The financial crisis is taking its toll on consumer confidence in their banks, but institutions can do something about it, according to a recent study conducted by Lightspeed for WPP’s Cohn & Wolfe, a strategic public relations firm. When asked about their level of trust in financial institutions 18 months ago, 67.8 percent of those participating rated their trust at 6-10 on a scale of one to 10. Today, 41.1 percent of the customers say their trust had weakened. While 60.8 percent believe their bank looks after their best interests, 39.2 percent do not; and 64.7 percent say their financial providers haven’t contacted consumers with assistance or financial planning advice during the recession.

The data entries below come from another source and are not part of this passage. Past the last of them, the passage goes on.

PR #142508, opened 2026-09-08
fix: load the host SDK for plugins in sibling checkouts

steipete:
Related: #135599

## What Problem This Solves

Fixes an issue where plugins stored inside another OpenClaw checkout could load that checkout's older SDK instead of the SDK belonging to the running Gateway. This can cause incompatible runtime or storage helpers to be selected even when the Gateway itself is up to date.

## Why This Change Was Made

Resolve the SDK from the executing loader's explicit module URL before considering the plugin's directory or launcher. Keep the explicit development-source override and existing no-host fallbacks, trust checks and private SDK ownership rules. The change removes seven production lines.

## User Impact

Plugins can live under a sibling checkout without silently selecting its SDK. Existing standalone and development-source loading continue to work.

## Evidence

Six source/dist cross-checkout cases failed before the fix; all 12 cases now pass, including misleading or missing launchers, development overrides and no-host controls. The full channel-entry, alias and native-resolver suites passed 118 tests with one existing skipped test. The synthetic SDK artifacts are inspected as metadata and never executed by the new regression cases.

A synthetic actor scenario in #135599 exposed the wrong-host selection. After integration, the same isolated Gateway storage probe succeeded using the running host SDK. Broader actor integration work remains in #135599; this is not a claim that the whole actor scenario passed. This repair does not change database schemas.

The first CI run exposed a fast-path fixture that implicitly selected its temporary SDK as the host. The fixture now declares that host through the existing development override, preserving its native-load and zero-transform assertions. The original production change is unchanged. Local changed-file gates passed, including the follow-up test gate, and fresh review of the complete candidate through P2 found no actionable issues.

### DIFF
--- a/src/plugin-sdk/channel-entry-contract.test.ts
+++ b/src/plugin-sdk/channel-entry-contract.test.ts
@@ -349,6 +349,8 @@ function runCompiledEsmSidecarFastPathProbe(): SpawnSyncReturns<string> {
     },
   });
   fs.writeFileSync(path.join(tempRoot, "openclaw.mjs"), "#!/usr/bin/env node\n", "utf8");
+  fs.mkdirSync(path.join(tempRoot, "src"));
+  fs.mkdirSync(path.join(tempRoot, "extensions"));
   fs.mkdirSync(path.join(tempRoot, "dist", "plugin-sdk"), { recursive: true });
   fs.writeFileSync(
     path.join(tempRoot, "dist", "plugin-sdk", "channel-outbound.js"),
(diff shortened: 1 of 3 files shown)


steipete:
Merged via squash.

- Prepared head SHA: [b3811c233dd93fbaf8e0d1543d428333a6a85cf8](https://github.com/openclaw/openclaw/pull/142508/commits/b3811c233dd93fbaf8e0d1543d428333a6a85cf8)
- Landed commit: [f9119d8c76ff19b89d40b3a5723529add2ccb0c6](https://github.com/openclaw/openclaw/commit/f9119d8c76ff19b89d40b3a5723529add2ccb0c6)

PR #142518, opened 2026-09-08
fix(mcp): node tool results copy large text twice

steipete:
<details>

**MUST:** Keep **Allow edits from maintainers** enabled so maintainers can resolve small issues before merging.

</details>

## What Problem This Solves

Fixes an issue where agents using node-hosted MCP tools copy large plain-text results twice into each result snapshot, increasing allocation and serialization work.

## Why This Change Was Made

Remove the auxiliary text mirror left over from the former Code Mode result format. The existing MCP projector already supplies model content and independently retains the native MCP result for Code Mode; the mirror's old caller was migrated to that native contract.

## User Impact

Text-heavy node MCP calls produce smaller result snapshots while preserving model text, resource links, error status and native Code Mode data. Structured results and non-MCP node tools retain their existing behavior.

## Evidence

The new actual node-tool boundary regression failed on both normal and error results before the deletion because snapshot size was about 1.1 MB rather than under 551,141 bytes. All model/raw/error assertions already passed. After the nine-line production deletion, all 21 node-plugin-tool tests pass, including structured results, empty errors and native namespace siblings.

On Node 24.19.0, the isolated actual baseline/edited-owner snapshot benchmark for 525,000 bytes of text shrank serialized results from 1,100,125 to 550,087 bytes. Median mapper+snapshot times across three runs were 1.409–1.426 ms before and 0.685–0.707 ms after. Separate benchmark-process peak RSS was 157,089,792 bytes before and 111,427,584 bytes after. These are isolated boundary measurements, not end-to-end network latency or production RSS claims.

“As much as there’s a lot of bad taste in their mouths, consumers are desperate for guidance,” says Matt Wolfrom head of corporate practice at Cohn & Wolfe. “Bank executives aren’t engaging, taking pains to explain. People need to understand how you run your business. They don’t have context. Tell them why you’re raising the interest rate on your credit cards: to stay in business.” Instead, customers find themselves “bombarded by buzzwords, without explanation,” Wolfrom notes.

He urges executives to be transparent, and to take the initiative in communicating what banks are doing with TARP money, for example. “Use tellers to get your message out,” he says “They’re trusted, they have day-to-day contact with customers, they’re part of the community.” Banks should also use digital outlets such as merger blogs or even YouTube to explain the issues and educate the public.